(Dataset excerpts)
PR #9, opened 2021-07-11
cbuild stage0: need also xz and patch

yopito:
if not using `bootstrap.sh`.

### DIFF
--- a/README.md
+++ b/README.md
@@ -50,6 +50,8 @@ to start with. Also, you will need the following tools:
 * `flex`
 * `perl`
 * `m4`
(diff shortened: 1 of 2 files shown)


q66:
what do you need xz for?

yopito:
xz is needed to extract kernel headers tarball

q66:
i don't see why it would be, during bootstrap the distfiles are all extracted with python's builtin functionality

yopito:
you're right. xz is uneeded anymore. Has changed since last week ;)

PR #22, opened 2021-08-03
cbuild: package dependency must be calculated for target arch

### LINKED ISSUE #21: crossbuild: can't find a requirement if not in base-chroot
while building for a crossbuild arch (let's say aarch64), shlibs fails to find requirement of the being built package: It does not find a lib provided by a package that is installed for **target** arch.

this is because apk is launched against host `paths.masterdir()` and not against the target's equivalent path here: https://github.com/chimera-linux/cports/blob/d9449a27ee256261624beb78574fe8fb796aece0/cbuild/hooks/pre_pkg/04_generate_runtime_deps.py#L62

practical example:
* package nvi rely on libdb-18.1.so provided by a ~~db~~ libdb package
* crossbuild package nvi for aarch64
* errror: `SONAME: libdb-18.1.so <-> UNKNOWN PACKAGE!`
* wrong call `apkg info --root /build/chimera/masterdir --allow-untrusted --installed so:libdb-18.1.so`
* right call should be `apkg info --root /build/chimera/masterdir/usr/aarch64-unknown-linux-musl  --allow-untrusted --installed so:libdb-18.1.so`

Edit: package providing .so lib is named libdb

yopito:
Closes #21

### DIFF
--- a/cbuild/hooks/pre_pkg/04_generate_runtime_deps.py
+++ b/cbuild/hooks/pre_pkg/04_generate_runtime_deps.py
@@ -58,8 +58,10 @@ def invoke(pkg):
             continue
         # otherwise, check if it came from an installed dependency
         if not pkg.bootstrapping or not (dep in bootstrap_map):
+            # dependency must be calculated for target arch
             info = subprocess.run([
-                "apk", "info", "--root", paths.masterdir(),
+                "apk", "info",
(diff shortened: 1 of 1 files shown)


yopito:
need some rework: fail with subpackage:
```
AttributeError: 'Subpackage' object has no attribute 'build_profile'
```

PR #58, opened 2021-11-25
[RFC] main/dinit: crossbuild support, enhance checks.

yopito:
Details:
* I was able to crossbuild `dinit` from `x86_64` to all other architectures with this fix.
* building flags are the same than before for `x86_64`, package content is the same.
* not tested on runtime
* target arch package depends on `so:libunwind.so.1`, that is not the case for native one ?
* since init system, also build it statically ?


q66:
i don't see any particular reason for the init system to be static

PR #64, opened 2021-12-06
contrib/psmisc: new package (23.4)

RoastVeg:
- Tests disabled: `testsuite` subdirectory patched out because of a dependency on dejagnu
- Tested working on x86_64
- Build-tested working on aarch64, ppc64, ppc64le, and riscv64.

● **Work item**:
Make a copy of each line in the records that has the word "apkg".

● **Task answer**:
* wrong call `apkg info --root /build/chimera/masterdir --allow-untrusted --installed so:libdb-18.1.so`
* right call should be `apkg info --root /build/chimera/masterdir/usr/aarch64-unknown-linux-musl  --allow-untrusted --installed so:libdb-18.1.so`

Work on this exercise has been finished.